Les deux lèpres
Aujourd’hui, nous méditons le récit de guérison d’un lépreux que Marc a ramassé en cinq courts versets. Cette brève structure met en relief un panel des différents modes d’échanges et d’expressions de Jésus et de son interlocuteur. Tout semble couler de source jusqu’à la guérison de celui-ci, mais à la consigne de Jésus de n’en rien dire à personne, puis à la désobéissance de l’homme guéri, rien ne va plus.
Ainsi la première partie du récit coule dans un ordonnancement limpide : supplication du lépreux – compassion de Jésus – PAROLE efficace – guérison. L’homme est accordé à Jésus le visage de Miséricorde du Père et à son dessein de salut.
Mais, tout se brouille dans la deuxième partie du récit : consigne de Jésus – non respect de sa parole – proclamation de l’homme et retrait de Jésus – les foules continuent de venir à lui. Il y a une certaine incohérence dans ce déroulé narratif.
Très certainement en renvoyant l’homme lépreux au prêtre et à la Loi mosaïque, Jésus fait entrer l’homme dans la longue et ancienne histoire de l’Alliance qui a commencé avant son Incarnation. N’est-ce pas à Moïse qu’a été révélé le Nom de Dieu, « Dieu tendre et miséricordieux, lent à la colère, plein d’amour et de vérité » (Ex 34, 6) ? Le chemin d’Alliance est commencé.
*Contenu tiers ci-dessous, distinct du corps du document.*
PR #592, opened 2021-04-07
Simplify HDF5 types and separate out HDF5 from HSDS type classes

axelboc:
I wasn't able to go as far as I'd planned by replacing the union of HDF5 types with `interface HDF5Type { class: HDF5TypeClass; }`. This led to some issues, notably when using `HDF5Type` as a return type of the provider's conversion functions. I realised that the significant benefit of a type union `A | B | C` is that TypeScript is able to infer the sub-types `A`, `B` and `C` inline, without the need for type guards.

So I've made only two changes:

1. I've merged a few HDF5 type interfaces together:
    - `HDF5FloatType` and `HDF5IntegerType` are now represented with a single `HDF5NumericType` interface.
    - Unsigned integers now have their own `HDF5TypeClass` entry and are also represented with `HDF5NumericType`.
    - `HDF5VLenType` is now represented by `HDF5ArrayType` (by making the latter's `dims` property optional).
2. I've completely separated out the HDF5 and HSDS type classes:
    - `HDF5TypeClass` now contains readable strings that we can render directly in the metadata viewer, like `integer`, 'boolean', etc.
    - `H5T_INTEGER` and the like, which are the classes returned by HSDS are no longer present anywhere outside of the HSDS provider code. This means we no longer have classes like `H5T_BOOL` that are never returned by HSDS.

### DIFF
--- a/src/h5web/metadata-viewer/utils.ts
+++ b/src/h5web/metadata-viewer/utils.ts
@@ -1,4 +1,4 @@
-import { isScalarShape } from '../guards';
+import { isNumericType, isScalarShape } from '../guards';
 import { HDF5Type, HDF5TypeClass } from '../providers/hdf5-models';
 import type { Shape } from '../providers/models';
 
@@ -24,32 +24,22 @@ export function renderShape(shape: Shape): string {
 }
 
 export function renderType(type: HDF5Type): string {
-  // Remove leading `H5T_`
-  const classLabel = type.class.slice(4).toLowerCase();
-
-  if (
-    type.class === HDF5TypeClass.Integer ||
-    type.class === HDF5TypeClass.Float
-  ) {
+  if (isNumericType(type)) {
     const { endianness, size } = type;
-    const typeInfos = `${classLabel}, ${
-      type.class === HDF5TypeClass.Integer && type.unsigned ? 'unsigned' : ''
-    } ${size}-bit`;
+    const endiannessLabel = ENDIANNESS_LABELS[endianness];
 
-    if (endianness === 'Not applicable') {
-      return typeInfos;
-    }
-
-    return `${typeInfos}, ${ENDIANNESS_LABELS[endianness]}`;
+    return `${type.class}, ${size}-bit${
+      endiannessLabel ? `, ${endiannessLabel}` : ''
+    }`;
   }
 
   if (type.class === HDF5TypeClass.String) {
     const { length, charSet } = type;
 
-    return `${classLabel},
-    ${charSet},
-    ${Number.isInteger(length) ? `${length} characters` : 'variable length'}`;
+    return `${type.class}, ${charSet}, ${
+      Number.isInteger(length) ? `${length} characters` : 'variable length'
+    }`;
   }
 
-  return classLabel;
+  return type.class;
 }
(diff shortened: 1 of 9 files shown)


src/h5web/metadata-viewer/utils.ts
```diff
@@ -24,32 +24,22 @@ export function renderShape(shape: Shape): string {
...
-      type.class === HDF5TypeClass.Integer && type.unsigned ? 'unsigned' : ''
-    } ${size}-bit`;
-
-    if (endianness === 'Not applicable') {
-      return typeInfos;
-    }
+    const endiannessLabel = ENDIANNESS_LABELS[endianness];
 
-    return `${typeInfos}, ${ENDIANNESS_LABELS[endianness]}`;
+    return `${type.class}, ${size}-bit${
```
axelboc, line 31: `HDF5TypeClass.Unsigned` is `"unsigned integer"`, so we no longer need the extra ternary here.

src/h5web/providers/hsds/models.ts
```diff
@@ -76,54 +75,37 @@ export interface HsdsShape {
...
   base: string;
 }
 
 export interface HsdsStringType {
-  class: HDF5TypeClass.String;
+  class: 'H5T_STRING';
   charSet: 'H5T_CSET_ASCII' | 'H5T_CSET_UTF8';
   strPad: 'H5T_STR_SPACEPAD' | 'H5T_STR_NULLTERM' | 'H5T_STR_NULLPAD';
   length: number | 'H5T_VARIABLE';
 }
```
axelboc, line 94: I'll make some further simplifications here in my next PR.

src/h5web/providers/hsds/utils.ts
```diff
@@ -74,76 +73,79 @@ export function convertHsdsNumericType(
...
+  return {
+    class: HDF5TypeClass.Compound,
+    fields: hsdsType.fields.map((v) => ({
+      name: v.name,
+      type: convertHsdsType(v.type),
+    })),
   };
 }
 
 export function convertHsdsType(hsdsType: HsdsType): HDF5Type {
```
axelboc, line 109: I've reorder the cases to match the `HsdsType` type union and extracted `convertHsdsCompoundType`

loichuder (changes requested):
While this is taking the right direction, the resulting naming brings a lot of confusion.

`HDF5Type` are now further and further from the "real" types of the HDF5 spec. In fact, "separate out HDF5 from HSDS type classes" is a non-sense as it is HSDS that holds the "real" HDF5 types.

We must clearly signify in the naming that the interface `HDF5Type` is now a convenience type for h5web (as we did with `Shape`).

Also, I would have copied the (now old) `enum` of `HDF5TypeClass` into the HSDS part.

axelboc:
Renaming/moving the types is the end goal, but renaming before simplifying would just make everything more complicated. As I've done in past refactorings, I'll do all the renaming and moving at the end.

`HDF5TypeClass` is _no longer_ an HSDS enum. It will be unprefixed and moved to `models` in my final PR.

loichuder:
I see. Sorry for jumping the gun :sweat_smile:, go ahead and merge :+1:

loichuder (approved):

Cependant, il reste à l’homme d’entrer, par Jésus, dans un chemin d’union personnelle, la voie mystique, telle que l’ont vécue et la décrivent Thérèse d’Avila et Jean de la Croix et qui passe par une autre forme de purification intérieure, celle-là..
Ce qui me frappe n’est pas tant l’empressement un peu naïf du lépreux à tout rapporter que le retrait de Jésus. « Mais Jésus restait à l’écart, dans des endroits déserts » (v.45) qui n’est pas sans faire écho à la figure paternelle insaisissable « Vraiment tu es un Dieu qui te cache, Dieu d’Israël Sauveur » (Is 45,15).
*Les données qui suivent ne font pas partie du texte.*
PR #594, opened 2021-04-08
Move and unprefix dtypes

axelboc:
Part of #519


src/h5web/providers/hdf5-models.ts
```diff
@@ -41,78 +41,3 @@ export interface HDF5ExternalLink {
...
-
-interface HDF5EnumType {
-  class: HDF5TypeClass.Enum;
-  base: HDF5Type;
-  mapping: Record<string, number>;
-}
-
-interface HDF5UnknownType {
-  class: HDF5TypeClass.Unknown;
-}
```
loichuder, line 118: :smiling_imp:

loichuder (approved):

PR #595, opened 2021-04-09
Remove `HDF5Dims` type

axelboc:
Just a quick one so it doesn't clutter the next one with the links.

### DIFF
--- a/src/h5web/providers/hdf5-models.ts
+++ b/src/h5web/providers/hdf5-models.ts
@@ -3,7 +3,6 @@
 
 export type HDF5Id = string;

Et si l’on voyait, à travers cette fuite volontaire de Jésus, la guérison d’une autre forme de lèpre. Notre homme a bien été guéri extérieurement (v.42), mais comme dans tout chemin spirituel, il lui reste, avant la conformité et l’union des volontés, à être purifié et guéri intérieurement.
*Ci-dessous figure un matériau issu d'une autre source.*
PR #596, opened 2021-04-09
Rethink links

axelboc:
Part of #519 

This PR introduces a fundamental change in the way we represent HDF5 links: the `Link` model no longer extends `Entity` and it no longer is a "kind" of entity in its own right.

If an entity can't be resolved (i.e. if the back-end provider can't resolve the underlying HDF5 link), then it remains an `Entity` object. Otherwise, it becomes a `Dataset` or `Group` object.

Just like before, if the provider is "link-aware", it may store a `Link` object in the `link` property of each entity (previously `rawLink`).

Here is what an unresolved soft-link entity looks like in the metadata viewer with HSDS:

image

... and a mocked unresolved external-link entity:

image

I don't show anything for unresolved hard-link entities, because a hard link is, in my opinion, an internal optimisation performed by HDF5 libraries (as opposed to a feature that people use on purpose, like soft and external links).


src/h5web/explorer/Icon.tsx
```diff
@@ -34,7 +33,7 @@ function Icon(props: Props) {
     );
   }
 
-  const LeafIcon = LEAF_ICONS[entity.kind];
+  const LeafIcon = entity.kind ? LEAF_ICONS[entity.kind] : FiLink;
```
axelboc, line 36: The link icons is now used as a fallback, when an entity doesn't have a `kind` (i.e. when it's unresolved).

src/h5web/metadata-viewer/EntityTable.tsx
```diff
@@ -47,7 +46,15 @@ function EntityTable(props: Props) {
...
-        {isLink(entity) && entity.rawLink && <LinkInfo link={entity.rawLink} />}
+        {entity.link && entity.link.path && (
+          <tr>
+            <th scope="row">{entity.link.class} link</th>
+            <td>
+              {entity.link.file && `${entity.link.file}:`}
+              {entity.link.path}
+            </td>
+          </tr>
+        )}
```
axelboc, line 57: If the underlying `link` of the entity has a path (typically if it's soft or external), then we show a row labelled "Soft/External link" containing the `path` to the linked entity (including the `file`, for external links).

src/h5web/providers/hdf5-models.ts
```diff
@@ -1,42 +1,2 @@
...
-  title: string;
-  h5path: string;
-}
-
-export interface HDF5ExternalLink {
-  class: HDF5LinkClass.External;
-  title: string;
-  file: string;
-  h5path: string;
-}
```
axelboc, line 42: Moved to HSDS and simplified.

src/h5web/providers/hsds/api.ts
```diff
@@ -232,28 +221,31 @@ export class HsdsApi implements ProviderAPI {
   }
 
   private async resolveLink(
-    link: HDF5Link,
+    link: HsdsLink,
     path: string,
     depth: number
   ): Promise<Entity> {
-    if (!isHardLink(link)) {
+    if (link.class !== 'H5L_TYPE_HARD') {
```
axelboc, line 228: Like before, we don't attempt to resolve soft and external links.

src/h5web/providers/hsds/api.ts
```diff
@@ -232,28 +221,31 @@ export class HsdsApi implements ProviderAPI {
...
         name: link.title,
         path,
-        kind: EntityKind.Link,
         attributes: [],
-        rawLink: link,
+        link: {
+          class: link.class === 'H5L_TYPE_SOFT' ? 'Soft' : 'External',
+          path: link.h5path,
+          file: link.file,
+        },
```
axelboc, line 237: HSDS is "link-aware", so we store a `Link` object in the entity. Note that we no longer specify the `kind` property to indicate that the entity is unresolved.

src/h5web/providers/hsds/models.ts
```diff
@@ -51,17 +45,31 @@ export interface HsdsValueResponse {
...
+}
 
-export interface HsdsExternalLink extends Omit<HDF5ExternalLink, 'file'> {
-  h5domain: string;
+interface HsdsSymbolicLink {
+  class: 'H5L_TYPE_SOFT' | 'H5L_TYPE_EXTERNAL';
+  title: string;
+  file?: string;
+  h5path: string;
 }
```
axelboc, line 66: I've merged the soft and external links models into one. I think the name `HsdsSymbolicLink` makes sense, but note that it doesn't matter too much since it's not exported.

src/h5web/providers/jupyter/api.ts
```diff
@@ -132,15 +132,6 @@ export class JupyterApi implements ProviderAPI {
...
-    return {
-      ...baseEntity,
-      kind: EntityKind.Link,
-      rawLink: {
-        class: HDF5LinkClass.Soft,
-        title: path,
-        h5path: path,
-      },
-    };
+    throw new Error('Unknown response');
```
axelboc, line 135: JLab is not yet "link-aware", so this should not be reachable.

src/h5web/providers/mock/utils.test.ts
```diff
@@ -1,14 +1,11 @@
...
 
 describe('findMockEntity', () => {
   it('should return entity at given path', () => {
     expect(findMockEntity('/')).toBe(mockMetadata);
-    expect(findMockEntity('/nD_datasets')).toBe(mockMetadata.children[1]);
-    expect(findMockEntity('/entities/raw')).toBe(
-      (mockMetadata.children[0] as Group).children[4]
-    );
+    expect(findMockEntity('/nD_datasets').kind).toBe('group');
+    expect(findMockEntity('/entities/raw').name).toBe('raw');
```
axelboc, line 8: I keep having to fix this test when I make changes to the mock entities, so it's time I made it more reliable...

src/h5web/providers/models.ts
```diff
@@ -8,15 +8,14 @@ export enum EntityKind {
...
 }
 
 export interface Entity {
   name: string;
   path: string;
-  kind: EntityKind;
+  kind?: EntityKind;
   attributes: Attribute[];
-  rawLink?: HDF5Link;
+  link?: Link;
```
axelboc, line 18: The gist of it!

src/h5web/providers/models.ts
```diff
@@ -32,17 +31,17 @@ export interface Dataset<S extends Shape = Shape, T extends DType = DType>
...
 }
 
-export interface Link<T extends HDF5Link = HDF5Link> extends Entity {
-  kind: EntityKind.Link;
-  rawLink: T;
+export type LinkClass = 'Hard' | 'Soft' | 'External';
+export interface Link {
+  class: LinkClass;
+  path?: string;
+  file?: string;
```
axelboc, line 44: As discussed, those are the only information that seem relevant for H5Web. A hard link is represented with just `class`; a soft link with `class` and `path`; and an external link with `class`, `path` and `file`.

Links are only really used by the metadata viewer to display the path/file if present, so we don't need any more typing than that.

axelboc:
Next and final steps:

- move `HDF5Id` to HSDS and rename if `HsdsId`
- deal with `HDF5Value` somehow
- remove `hdf5-models.ts`

src/h5web/providers/jupyter/api.ts
loichuder: It will be reached for datatypes.

src/h5web/providers/hsds/models.ts
loichuder: Works fine for me

loichuder (approved):
I like how this turns out but I have a small remark.

An unresolved entity is identified by the fact that `kind` is `undefined`.  I feel that this is a somewhat implicit way of linking the two and you make use of it two times:
- For `LeafIcon`
- For the header of `EntityTable`

Looking at the PR, I don't see why we could not keep `kind`, make this relation explicit and keep the generic behaviour at the two places I mentioned. Perhaps `Link` is no longer appropriate but we could have `UnresolvedEntity` or something similar ?

loichuder (approved):

src/h5web/providers/jupyter/api.ts
axelboc: I've reverted the fallback, but now I'm just returning an unresolved entity without a link.

PR #597, opened 2021-04-12
Move and rename HDF5Id to HsdsId

axelboc:


src/h5web/providers/hdf5-models.ts
```diff
@@ -1,2 +1 @@
-export type HDF5Id = string;
 export type HDF5Value = unknown;
```
axelboc, line 1: Almost there... 😄

loichuder (approved):

PR #599, opened 2021-04-12
Update slicing sliders on resize and clip ends of tracks

### LINKED ISSUE #585: [DimensionMapper] Update when height changes
When H5Web is rendered in a container with `resize: vertical` and the container is resized, the sliders of the `DimensionMapper` don't detect the resize and break. We could use `useMeasure` and pass the height as `key` to the sliders.

axelboc:
Fix #585 

### BEFORE
image

### AFTER
image


src/h5web/dimension-mapper/SlicingSlider.module.css
```diff
@@ -4,7 +4,7 @@
   flex-direction: column;
   padding: 0 0.5rem;
   --thumb-height: 1.5rem;
-  --mark-height: 0.4375rem;
+  --mark-height: 0.5rem;
```
axelboc, line 7: So the marks are horizontally centred on the track. (There was a 1px misalignment.)

src/h5web/dimension-mapper/SlicingSlider.tsx
```diff
@@ -15,7 +16,14 @@ interface Props {
...
 function SlicingSlider(props: Props) {
   const { dimension, slicingIndex, rawDims, mapperState, onChange } = props;
+
   const [containerRef, { height }] = useMeasure();
+  const sliderRef = useRef<Component<ReactSlider.ReactSliderProps>>(null);
+
+  useEffect(() => {
+    // @ts-ignore
+    sliderRef.current?.resize();
+  }, [height]);
```
axelboc, line 26: The fix for the resizing.

src/h5web/dimension-mapper/SlicingSlider.tsx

Ainsi, Jésus se cacherait, non pas seulement pour fuir les foules avides d’exploits, puisqu’il a —de toute façon— le dessein de les sauver ; mais il se cacherait et se retirait à la façon de son Père, pour sauver l’homme de ses mauvais penchants et désirs, le faisant entrer dans une forme de nuit de purification, continuant d’attirer tous les hommes à lui, par la foi pure, au cœur de son désert et de son silence, loin de ses miracles (v.45).